Recently, we just finished web application solution using Docker.
https://github.com/yccheok/celery-hello-world/tree/nginx (The actual solution is hosted in private repository. This example just a quick glance on how our project structure looks like)
We plan to purchase 1 empty Linux machine on deploy on it. We might purchase more machines in the future but with current traffic right now, 1 machine will be sufficient.
My plan for deployment on the single empty machine is
git pull <from private code repository>
docker-compose build
docker-compose up -d
Since we are going to deploy to multiple machines in near future, I was wondering, is this a common practice to deploy docker application into a fresh empty machine?
Is there anything we can utilize from https://hub.docker.com/ , without requiring us to perform git pull during deployment stage?
You don't want to perform git pull in each machine - your intuition is correct.
Instead you want to use remote docker registry (as docker hub for example).
So the right flow, each time your source code (git repo) is changed:
git pull from all relevant repos.
docker-compose build to build all relevant images.
docker-compose push to push all images (diff) to remote registry.
docker-compose pull in your production machines, to get the latest updated images.
docker-compose up to start all containers.
First 3 steps should be done in your CI machine (for example, as a jenkins job). Steps 4-5 in your production machines.
EDIT: one thing to consider. I think build via docker-compose is bad. Consider building directly by docker build -f Dockerfile -t repo/image:tag . and in docker-compose just specify the image name.
My opinion is you should not BUILD images on production machines. Because the image might be different than you would expect and you should limit yourself what you do on production machines.. With that being said, i would recommend:
updating the code on your local computer (development)
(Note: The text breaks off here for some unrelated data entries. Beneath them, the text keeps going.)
Issue #3625, opened 2025-02-19
Feature request: log a warning when buffer overflows


dreamorosi:
### Use case

In #3617 we have implemented a mechanism to buffer logs. The log buffer is designed to be a circular buffer that evicts from the buffer the oldest items when adding a log that is too big to fit.

As a customer I want to have an indication that this eviction happened when I flush the logs from the buffer. This is because when reading the buffer I might notice missing log entries, so to avoid confusion there should be a warning log that informs me of the eviction.

### Solution/User Experience

At first, when designing the feature, we considered emitting a warning every time a log is removed from the buffer because of an overflow. At the end we opted to not go in this direction because we realized that this could cause a lot of warning logs in certain noisy systems and also, if the buffering threshold was set to `warn` this log could've gone missing.

To get around both issues we instead decided to emit this log only when the log buffer is flushed. This is where we think customers will expect to see this log. If the buffer is never flushed, then there's no reason for customers to care that the log buffer overflowed. If instead the log is flushed, we think that this is when customers might go look at logs, and at that point knowing why some of the logs might be missing would be the most helpful.

To implement this mechanism we'll have to introduce a new internal flag in the CircularMap class, perhaps a `public hasBufferOverflown` (feel free to find a better name) that starts out as `false` and is then flipped to `true` when the buffer has actually overflown.

To know when this has happened, we will likely have to use the [`#deleteFromBufferUntilSizeIsLessThanMax`](https://github.com/aws-powertools/powertools-lambda-typescript/blob/6968ca87f55ef7574c7904e268ba0604d4b591b7/packages/logger/src/logBuffer.ts#L86-L94) (what a mouthful aha) method in  `CircularMap` to flip the `hasBufferOverflown` flag to `true`.

Then, we could use this `hasBufferOverflown` in the `flush()` method of Logger and in case it's `true`, emit a warning **after** having flushed the buffer that says something along the lines of "Some of the log entries might be missing because the buffer overflew and some got removed"  (feel free to reword this or check how Powertools for AWS Lambda (Python) worded it).

So to recap:
- add a new property to `CircularMap` that keeps a state about whether the buffer has ever overflowed
- if the buffer ever deletes a record from the buffer because it was full (but not when it's emptied), then flip the state to `true`
[...]

PR #3639, opened 2025-02-20
feat(logger): Emit a warning on buffer flush

ConnorKirk:
## Summary
This PR adds a warning to the `flushBuffer` method when the buffer being flushed has had logs evicted.

### Changes

* Add a new property, `evictionCount` to the `SizedSet` class. It is incremented when a log is evicted from the set.
* Update `flushBuffer` method to emit a warning if there any logs have been evicted from the buffer being flushed
* Add a test to verify that the warning is emitted when a buffer that contained an evicted log is flushed.

Things to note:
1. Rather than track the presence/absence of an eviction, I thought it might be useful to track the count. It's trivial to swap back if you prefer. This is a slight deviation from the design. Might it be useful to see "100 logs have been evicted" rather than just "Logs have been evicted"?
2. Each trace(/buffer) may or may not have evicted logs. Rather than storing a boolean on the CircularMap, I think it would be more accurate to store whether each buffer has had an eviction. I chose to add this to the `SizedSet` class, but another Map on the `CircularMap` mapping `traceId` to eviction status could also work. 

**Issue number:** #3625 

---


packages/logger/tests/unit/logBuffer.test.ts
```diff
@@ -107,4 +107,34 @@ describe('flushBuffer', () => {
...
+    // Act
+    const longMessage = 'blah'.repeat(10);
+
+    let i = 0;
+    while (i < 4) {
+      logger.info(
+        `${i} This is a really long log message intended to exceed the buffer ${longMessage}`
+      );
+      i++;
+    }
```
ConnorKirk, line 126: This was a bit fiddly to configure correctly so that we'd overflow the buffer. If we change the default size of the buffer in future this might break.

packages/logger/src/logBuffer.ts
```diff
@@ -17,6 +17,7 @@ export class SizedItem<V> {
 
 export class SizedSet<V> extends Set<SizedItem<V>> {
   public currentBytesSize = 0;
+  public evictedLogCount = 0;
```
ConnorKirk, line 20: I dislike that this is converting a more generic class to something more specific, but extending the SizedSet in a new class (`Buffer`?) seemed like overkill.

packages/logger/src/Logger.ts
```diff
@@ -1266,6 +1269,16 @@ class Logger extends Utility implements LoggerInterface {
             ).toLowerCase() as keyof Omit<LogFunction, 'critical'>);
       this.console[consoleMethod](item.value);
     }
+    if (buffer.evictedLogCount > 0) {
+      this.printLog(
+        LogLevelThreshold.WARN,
+        this.createAndPopulateLogItem(
+          LogLevelThreshold.WARN,
+          `${buffer.evictedLogCount} were evicted from the buffer and are not shown. Increase buffer size to store more logs in the buffer`,
```
ConnorKirk, line 1277: I think this message could do with some word smithing. I wanted to convey:
1. Logs have been evicted
2. The quantity of logs that have been evicted. Is it meaningful to know 100 logs were evicted vs 1? 
3. What the user can do to change this (i.e. increase buffer size). This is a bit hard to specify as we haven't added the config option yet

packages/logger/src/logBuffer.ts
dreamorosi: Why are we keeping the count and incrementing it instead of just having a `boolean`? What's the advantage?

packages/logger/tests/unit/logBuffer.test.ts
dreamorosi: Agreed, but there's another issue open in which we'll make the buffer size configurable, so once that's done we can modify this test to set a fixed one.

packages/logger/src/Logger.ts
ConnorKirk: It might also be good to check what Python does - I will have a look.

dreamorosi: I think keeping the exact count makes things a bit too brittle. I would just say "some logs might be missing" and leave it at that. Especially because I don't think in most cases you know how big is a log in practice, especially when dealing with input data (i.e. logging a request payload).

This is something we can add in the future if there's demand, but for now I'd just go with the simple option.

dreamorosi (approved):
Thank you for this PR!

Feel free to go on the issue list and leave a comment under the next one, so I can assign it to you.

Well done!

when you push code to git, you should use some software to build
your images from your push. For example Gitlab-CI (Continuous
integration tool)
gitlab-ci will build the image, then it could run some tests on that
image, and then deploy it to production (this build image)
On you production machine just do docker-compose pull &&
docker-compose up -d and that is it.
I strongly recommend to build images on other machine than production machines, and use some CI tool to test your images before deploying. For example https://docs.gitlab.com/ce/ci/README.html
Deploying it on a fresh machine or the other way around would be fine.
The best way to go around is to make a private repo on https://hub.docker.com/ and push your images there.
Building and shipping the image
git pull
docker build
docker login
docker push repo/image
Pulling the shipped image and deploying
docker login on the server
docker pull repo/image
docker-compose up -d
Though i would recommend you to look at container scheduling using kubernetes and setting up your CI/CD stack with jenkins to automate this process, in case something bad happens it can be a life saver.